_EXERCISE REQUIREMENTS_
Should a line in the entries below contain "each", return that line.
┄┄┄┄┄┄
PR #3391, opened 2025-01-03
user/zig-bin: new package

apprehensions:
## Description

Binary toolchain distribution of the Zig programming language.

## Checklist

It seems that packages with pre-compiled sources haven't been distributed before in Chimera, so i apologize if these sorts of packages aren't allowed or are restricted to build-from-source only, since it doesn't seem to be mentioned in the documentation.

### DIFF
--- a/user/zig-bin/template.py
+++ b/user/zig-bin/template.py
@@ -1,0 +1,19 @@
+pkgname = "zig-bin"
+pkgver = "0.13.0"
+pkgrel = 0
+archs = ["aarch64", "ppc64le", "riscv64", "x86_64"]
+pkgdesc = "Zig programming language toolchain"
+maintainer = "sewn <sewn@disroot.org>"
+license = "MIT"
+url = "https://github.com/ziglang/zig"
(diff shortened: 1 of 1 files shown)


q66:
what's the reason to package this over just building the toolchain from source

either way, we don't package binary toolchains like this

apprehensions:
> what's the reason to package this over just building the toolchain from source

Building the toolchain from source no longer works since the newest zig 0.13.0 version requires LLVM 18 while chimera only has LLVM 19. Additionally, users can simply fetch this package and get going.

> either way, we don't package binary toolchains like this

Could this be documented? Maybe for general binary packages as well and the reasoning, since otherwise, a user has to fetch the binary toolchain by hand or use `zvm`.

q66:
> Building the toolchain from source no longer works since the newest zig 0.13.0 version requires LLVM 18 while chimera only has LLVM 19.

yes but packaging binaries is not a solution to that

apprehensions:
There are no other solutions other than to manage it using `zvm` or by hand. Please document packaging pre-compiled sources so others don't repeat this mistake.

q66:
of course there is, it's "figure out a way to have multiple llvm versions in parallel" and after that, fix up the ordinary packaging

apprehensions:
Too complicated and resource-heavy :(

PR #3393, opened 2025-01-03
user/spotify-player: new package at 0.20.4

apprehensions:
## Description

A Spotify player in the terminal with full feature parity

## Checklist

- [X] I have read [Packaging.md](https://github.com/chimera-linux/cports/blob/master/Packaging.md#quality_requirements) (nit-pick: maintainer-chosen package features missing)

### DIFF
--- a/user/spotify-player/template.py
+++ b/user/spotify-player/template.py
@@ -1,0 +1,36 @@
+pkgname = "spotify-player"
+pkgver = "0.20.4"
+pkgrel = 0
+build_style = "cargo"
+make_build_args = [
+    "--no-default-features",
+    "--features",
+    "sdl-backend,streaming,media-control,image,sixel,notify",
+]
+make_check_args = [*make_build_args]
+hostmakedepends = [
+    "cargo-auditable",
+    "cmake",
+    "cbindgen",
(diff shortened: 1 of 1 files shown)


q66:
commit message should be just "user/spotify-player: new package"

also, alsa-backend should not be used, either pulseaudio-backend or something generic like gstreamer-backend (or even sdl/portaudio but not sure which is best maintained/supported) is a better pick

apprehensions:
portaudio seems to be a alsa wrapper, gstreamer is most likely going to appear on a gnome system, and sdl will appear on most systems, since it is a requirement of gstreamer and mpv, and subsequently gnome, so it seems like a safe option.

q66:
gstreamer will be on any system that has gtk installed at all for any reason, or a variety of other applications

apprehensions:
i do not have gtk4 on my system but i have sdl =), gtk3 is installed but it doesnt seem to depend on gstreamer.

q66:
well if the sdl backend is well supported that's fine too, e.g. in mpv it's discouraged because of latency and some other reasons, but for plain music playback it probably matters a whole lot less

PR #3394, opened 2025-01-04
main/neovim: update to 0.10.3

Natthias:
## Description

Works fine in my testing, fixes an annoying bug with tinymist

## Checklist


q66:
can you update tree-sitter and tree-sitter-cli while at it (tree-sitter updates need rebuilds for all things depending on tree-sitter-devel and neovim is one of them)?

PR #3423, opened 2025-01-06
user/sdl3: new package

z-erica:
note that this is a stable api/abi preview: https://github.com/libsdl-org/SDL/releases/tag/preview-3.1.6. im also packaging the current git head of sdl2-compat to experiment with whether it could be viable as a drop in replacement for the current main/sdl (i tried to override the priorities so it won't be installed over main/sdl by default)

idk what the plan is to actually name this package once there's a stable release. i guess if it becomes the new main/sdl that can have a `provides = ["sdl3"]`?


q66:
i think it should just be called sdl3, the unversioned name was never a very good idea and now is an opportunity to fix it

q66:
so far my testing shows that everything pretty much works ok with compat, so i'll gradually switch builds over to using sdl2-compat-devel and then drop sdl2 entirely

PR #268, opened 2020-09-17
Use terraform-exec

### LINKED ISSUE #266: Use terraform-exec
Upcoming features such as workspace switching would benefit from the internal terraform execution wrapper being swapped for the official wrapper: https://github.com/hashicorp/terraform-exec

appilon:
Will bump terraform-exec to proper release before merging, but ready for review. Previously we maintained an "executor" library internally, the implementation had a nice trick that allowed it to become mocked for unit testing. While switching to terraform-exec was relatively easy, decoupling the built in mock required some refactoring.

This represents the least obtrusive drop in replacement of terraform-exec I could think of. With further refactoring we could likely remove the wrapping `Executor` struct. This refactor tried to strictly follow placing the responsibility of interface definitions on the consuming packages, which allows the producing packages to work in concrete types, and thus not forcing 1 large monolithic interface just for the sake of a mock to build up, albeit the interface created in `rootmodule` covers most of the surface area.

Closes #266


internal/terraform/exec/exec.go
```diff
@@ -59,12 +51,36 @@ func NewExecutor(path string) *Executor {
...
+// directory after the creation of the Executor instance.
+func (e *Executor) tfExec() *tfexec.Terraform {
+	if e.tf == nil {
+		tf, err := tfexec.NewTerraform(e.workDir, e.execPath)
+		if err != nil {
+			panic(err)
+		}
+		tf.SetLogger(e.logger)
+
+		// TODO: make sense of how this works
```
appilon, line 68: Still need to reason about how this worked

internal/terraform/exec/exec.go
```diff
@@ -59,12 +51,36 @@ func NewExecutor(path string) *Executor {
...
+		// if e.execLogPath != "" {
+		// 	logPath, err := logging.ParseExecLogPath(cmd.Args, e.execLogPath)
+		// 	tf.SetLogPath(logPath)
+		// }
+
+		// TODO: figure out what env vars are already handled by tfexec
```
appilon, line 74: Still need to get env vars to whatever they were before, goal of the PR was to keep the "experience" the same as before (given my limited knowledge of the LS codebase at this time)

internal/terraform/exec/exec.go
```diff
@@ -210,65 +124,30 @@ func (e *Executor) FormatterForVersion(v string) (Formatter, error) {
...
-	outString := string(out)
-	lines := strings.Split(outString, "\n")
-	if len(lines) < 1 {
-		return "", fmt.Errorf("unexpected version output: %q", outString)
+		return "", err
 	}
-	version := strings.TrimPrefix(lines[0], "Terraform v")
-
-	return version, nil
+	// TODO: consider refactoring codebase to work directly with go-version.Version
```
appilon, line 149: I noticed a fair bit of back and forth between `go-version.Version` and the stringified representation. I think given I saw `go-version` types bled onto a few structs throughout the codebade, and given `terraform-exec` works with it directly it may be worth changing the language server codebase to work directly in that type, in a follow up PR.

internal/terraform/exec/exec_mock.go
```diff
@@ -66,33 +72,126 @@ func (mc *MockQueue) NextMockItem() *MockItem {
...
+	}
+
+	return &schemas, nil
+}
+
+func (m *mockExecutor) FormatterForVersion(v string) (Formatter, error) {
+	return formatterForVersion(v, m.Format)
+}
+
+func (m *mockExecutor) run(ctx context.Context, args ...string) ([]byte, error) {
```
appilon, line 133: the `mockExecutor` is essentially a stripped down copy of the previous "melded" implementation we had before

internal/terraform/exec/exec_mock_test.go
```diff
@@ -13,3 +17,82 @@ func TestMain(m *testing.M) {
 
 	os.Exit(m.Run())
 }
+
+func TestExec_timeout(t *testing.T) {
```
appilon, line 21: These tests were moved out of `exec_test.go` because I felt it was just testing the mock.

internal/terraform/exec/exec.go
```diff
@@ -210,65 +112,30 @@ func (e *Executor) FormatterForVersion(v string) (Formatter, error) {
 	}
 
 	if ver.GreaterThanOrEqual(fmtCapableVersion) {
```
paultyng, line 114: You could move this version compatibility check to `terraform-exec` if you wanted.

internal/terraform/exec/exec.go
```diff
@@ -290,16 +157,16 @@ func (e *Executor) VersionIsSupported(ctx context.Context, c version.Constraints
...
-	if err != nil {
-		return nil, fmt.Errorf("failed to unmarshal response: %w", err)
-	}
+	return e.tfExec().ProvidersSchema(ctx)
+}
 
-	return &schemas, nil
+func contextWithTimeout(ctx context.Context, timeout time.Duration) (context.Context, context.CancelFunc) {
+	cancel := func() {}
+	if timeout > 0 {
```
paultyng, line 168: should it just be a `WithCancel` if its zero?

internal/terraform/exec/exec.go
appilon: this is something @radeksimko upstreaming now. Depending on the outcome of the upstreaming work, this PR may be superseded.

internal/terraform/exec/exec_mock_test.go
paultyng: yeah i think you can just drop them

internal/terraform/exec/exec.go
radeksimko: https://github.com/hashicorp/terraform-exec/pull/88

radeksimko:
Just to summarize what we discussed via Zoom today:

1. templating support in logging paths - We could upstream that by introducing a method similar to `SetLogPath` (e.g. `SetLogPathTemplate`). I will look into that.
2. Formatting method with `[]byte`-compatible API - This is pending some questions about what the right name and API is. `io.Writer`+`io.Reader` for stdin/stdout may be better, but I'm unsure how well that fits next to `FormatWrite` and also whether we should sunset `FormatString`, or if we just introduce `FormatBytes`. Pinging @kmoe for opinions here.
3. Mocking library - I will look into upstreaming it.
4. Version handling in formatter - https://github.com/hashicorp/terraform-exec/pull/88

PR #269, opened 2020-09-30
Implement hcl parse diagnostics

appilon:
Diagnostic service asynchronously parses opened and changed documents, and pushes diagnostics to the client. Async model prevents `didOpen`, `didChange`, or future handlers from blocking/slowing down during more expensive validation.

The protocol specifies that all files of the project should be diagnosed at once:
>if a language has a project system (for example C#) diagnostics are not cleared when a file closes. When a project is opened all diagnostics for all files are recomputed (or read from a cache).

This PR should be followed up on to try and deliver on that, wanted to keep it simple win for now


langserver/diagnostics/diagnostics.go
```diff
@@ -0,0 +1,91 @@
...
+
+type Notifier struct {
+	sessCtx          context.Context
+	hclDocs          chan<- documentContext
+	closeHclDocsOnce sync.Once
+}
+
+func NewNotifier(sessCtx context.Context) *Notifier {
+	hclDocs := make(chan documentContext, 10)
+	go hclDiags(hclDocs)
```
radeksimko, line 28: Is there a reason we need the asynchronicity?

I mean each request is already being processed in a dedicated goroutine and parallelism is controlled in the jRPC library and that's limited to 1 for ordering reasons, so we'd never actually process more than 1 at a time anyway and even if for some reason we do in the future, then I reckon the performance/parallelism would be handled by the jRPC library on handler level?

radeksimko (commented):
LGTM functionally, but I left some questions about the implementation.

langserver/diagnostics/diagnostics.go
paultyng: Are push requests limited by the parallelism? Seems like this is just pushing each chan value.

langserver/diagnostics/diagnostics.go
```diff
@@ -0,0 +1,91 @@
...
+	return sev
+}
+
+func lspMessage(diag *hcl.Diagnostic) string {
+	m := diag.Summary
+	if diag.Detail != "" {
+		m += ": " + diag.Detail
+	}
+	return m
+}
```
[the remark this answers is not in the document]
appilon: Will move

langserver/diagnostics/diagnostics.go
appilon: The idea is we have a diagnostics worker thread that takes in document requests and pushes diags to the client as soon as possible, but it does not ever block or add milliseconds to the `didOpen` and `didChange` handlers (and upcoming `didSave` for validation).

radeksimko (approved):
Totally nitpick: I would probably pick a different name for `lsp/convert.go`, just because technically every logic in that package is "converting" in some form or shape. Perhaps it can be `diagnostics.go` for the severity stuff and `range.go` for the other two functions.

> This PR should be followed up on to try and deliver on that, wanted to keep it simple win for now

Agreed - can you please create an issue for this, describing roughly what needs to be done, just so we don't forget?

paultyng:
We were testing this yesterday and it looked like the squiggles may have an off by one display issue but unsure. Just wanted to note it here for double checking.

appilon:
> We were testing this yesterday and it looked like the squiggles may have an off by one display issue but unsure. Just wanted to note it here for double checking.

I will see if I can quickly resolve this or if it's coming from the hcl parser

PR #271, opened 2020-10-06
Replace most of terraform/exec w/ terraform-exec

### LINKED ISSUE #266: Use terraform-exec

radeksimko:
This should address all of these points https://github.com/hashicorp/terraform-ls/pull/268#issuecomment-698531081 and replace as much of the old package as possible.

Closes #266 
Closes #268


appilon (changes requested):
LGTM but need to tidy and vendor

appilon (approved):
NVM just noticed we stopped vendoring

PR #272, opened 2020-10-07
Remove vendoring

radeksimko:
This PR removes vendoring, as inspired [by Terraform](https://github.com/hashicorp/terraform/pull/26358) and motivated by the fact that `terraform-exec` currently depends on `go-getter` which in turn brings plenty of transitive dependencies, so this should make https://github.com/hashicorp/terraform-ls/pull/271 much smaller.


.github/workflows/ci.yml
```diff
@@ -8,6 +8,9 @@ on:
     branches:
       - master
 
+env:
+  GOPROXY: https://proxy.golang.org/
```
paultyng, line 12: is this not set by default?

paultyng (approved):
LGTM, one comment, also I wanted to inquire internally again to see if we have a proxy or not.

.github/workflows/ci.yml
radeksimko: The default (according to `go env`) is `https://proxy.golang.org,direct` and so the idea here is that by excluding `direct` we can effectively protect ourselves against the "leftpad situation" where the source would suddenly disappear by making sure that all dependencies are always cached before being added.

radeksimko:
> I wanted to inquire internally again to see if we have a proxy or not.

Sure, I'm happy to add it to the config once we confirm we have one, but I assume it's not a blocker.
┄┄┄┄┄┄
_RESULT FOR THIS EXERCISE_
I mean each request is already being processed in a dedicated goroutine and parallelism is controlled in the jRPC library and that's limited to 1 for ordering reasons, so we'd never actually process more than 1 at a time anyway and even if for some reason we do in the future, then I reckon the performance/parallelism would be handled by the jRPC library on handler level?
paultyng: Are push requests limited by the parallelism? Seems like this is just pushing each chan value.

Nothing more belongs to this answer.